I have a boxelder in a very tight spot I have tried to get rid of for sometime that has among other things, a metal property marker it has grown around, and a telephone pole that make it impossible to completley cut out and grind the stump out. Is there something that is available at the hardware store, or home center that I can use? I looked into getting some Roundup to possible dispatch this :censored: thing but I was under the impression after reading the label it might not do the job..
Thanx for the help..this place is the most incredible source of information I have ever come across!


----------



## Lawnmowerboy48 (Aug 24, 2008)

herbicide


----------



## Urbicide (Aug 24, 2008)

You will definitely need a good herbicide to squirt on a freshly cut stump.
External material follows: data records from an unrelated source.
PR #874, opened 2021-01-25
Use TLS ALPN to negotiate transport header support

olix0r:
An outbound proxy may not always know a priori whether a destination
supports transport headers. This is especially the case when
communicating with remote multi-cluster gateways, where the target
cluster may not be running a compatible proxy version. We can detect
this at runtime by using TLS's Application-Layer Protocol Negotiation
(ALPN) to determine whether the target proxy supports transport headers.

To accomplish this:

1. The inbound direct stack is modified to add ALPN configuration when
   accepting direct traffic. No ALPN is advertised when accepting
   connections on ports other than the proxy's inbound port.
2. The TLS server includes the negotiated protocol in the `ServerTls`
   stack target.
3. The TLS client's target type is modified to include an optional list
   of ALPN protocols. When this is configured by the stack target, the
   client modifies its TLS configuration to include these ALPN
   protocols.
4. The `tls::HasNegotiatedProtocol` trait is introduced and implemented
   for our IO types. This enables stack modules to inspect a
   connection for an ALPN-negotiated protocol. This will only be set
   when both the client and server include common protocol
   advertisements.
5. The outbound `Endpoint` type is modified to advertise support for
   transport headers when an opaque hint is provided OR an authority
   override is set (i.e., for gateways).
6. The outbound `OpaqueTransport` module is modified to account for
   authority overrides when constructing a `TransportHeader`; and it
   uses the connection's negotiated protocol to determine whether a
   header should be written. This modules tests have been updated to
   exercise mocked ALPN discovery.

This has been tested with server-first protocols. Inbound gateway
support has not yet been implemented and will follow this change.

### DIFF
--- a/linkerd/app/inbound/src/direct.rs
+++ b/linkerd/app/inbound/src/direct.rs
@@ -16,13 +16,15 @@ use linkerd_app_core::{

Go to a country feed store. They generally carry a much better variety than your urban stores, and they will be available in stronger concentrations. Glyphosphate (RoundUp) just seems to irritate box elder, even when used at concentrations close to full strength. I try to rip box elder out of the ground with my tractor when ever possible.


----------



## hanniedog (Aug 24, 2008)

Tordon rtu chemical will take care of the problem. Works best if applied to a fresh stump.


----------



## treeseer (Aug 24, 2008)

WolverineMarine said:


> I have a boxelder in a very tight spot I have tried to get rid of for sometime that has among other things, a metal property marker it has grown around, and a telephone pole that make it impossible to completley cut out


A professional arborist should know how to make plunge cuts to get rid of the stump, then fullstrength glyphosphate on the inner bark, then smother with black plastic and rocks.


----------



## TDunk (Aug 24, 2008)

I heard somewhere that if you drill a bunch of 1/2" holes in the stump and put salt peter in it, it will take care on the stump. But it might be a bunch of B.S. too.


----------



## mastermind24 (Aug 24, 2008)

how does the telephone pole stop you from grinding the stump? you should be able to grind 95% of it at least, and id wager i could manage to grind all of it without hitting the pole...


----------



## hickslawns (Aug 24, 2008)

roundup will only work on grassy vegetation. You will need a herbicide for woody vegetation. Look for a product called "Crossbow". This I have used to kill entire trees over 15-20' tall growing up in fence rows. 3x the price of Roundup, but effective. Good luck. This is also not a restricted use chemical, so you should be able to find at a Tractor Supply or similar store.


----------



## treeseer (Aug 24, 2008)

hickslawns said:


> roundup will only work on grassy vegetation.



:monkey:


----------



## WolverineMarine (Aug 25, 2008)

mastermind24 said:


> how does the telephone pole stop you from grinding the stump? you should be able to grind 95% of it at least, and id wager i could manage to grind all of it without hitting the pole...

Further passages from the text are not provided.